What you return has to match the listing below line for line.

=== Section Start ===

PR #1530, opened 2026-03-10
Revert "bugfix: sponsor packages page now has the same width as other pages"

clytaemnestra:
Reverts EuroPython/website#1529 

I realized, after merging, that the narrow width was intentional - it's the same design as for the tickets page, so let's have it rather narrow, since the content was designed around it. 
Discussed with Andrew in a DM.


europython-society:
# Preview available
|Key|Value|
|---|---|
|url|https://revert-1529-an-fix-sponsor-page-width.ep-preview.click|
|last update|2026-03-10T13:03:24.438Z|

PR #1592, opened 2026-05-26
update available sponsor slots

hypha:
Simplified the way to handle slotLeft a little.
- totalSlots is now an integer (where applicable, not used for Patron and Bronze)
- slotsLeft behaves as follows:
  - If it is a number, it renders as “X out of Y slots available”
  - If it is a string, it renders directly as provided (e.g. "Exclusive", "Fully booked", "Yearning for Dogs", etc)


europython-society:
# Preview available
|Key|Value|
|---|---|
|url|https://ep2026-sponsor-slots-update.ep-preview.click|
|last update|2026-05-26T13:50:19.381Z|

deutranium (approved):
merging with a very big thanks <3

=== Section End ===

● Solution below
PR #1530, opened 2026-03-10
Revert "bugfix: sponsor packages page now has the same width as other pages"

clytaemnestra:
Reverts EuroPython/website#1529 

I realized, after merging, that the narrow width was intentional - it's the same design as for the tickets page, so let's have it rather narrow, since the content was designed around it. 
Discussed with Andrew in a DM.


europython-society:
# Preview available
|Key|Value|
|---|---|
|url|https://revert-1529-an-fix-sponsor-page-width.ep-preview.click|
|last update|2026-03-10T13:03:24.438Z|

PR #1592, opened 2026-05-26
update available sponsor slots

hypha:
Simplified the way to handle slotLeft a little.
- totalSlots is now an integer (where applicable, not used for Patron and Bronze)
- slotsLeft behaves as follows:
  - If it is a number, it renders as “X out of Y slots available”
  - If it is a string, it renders directly as provided (e.g. "Exclusive", "Fully booked", "Yearning for Dogs", etc)


europython-society:
# Preview available
|Key|Value|
|---|---|
|url|https://ep2026-sponsor-slots-update.ep-preview.click|
|last update|2026-05-26T13:50:19.381Z|

deutranium (approved):
merging with a very big thanks <3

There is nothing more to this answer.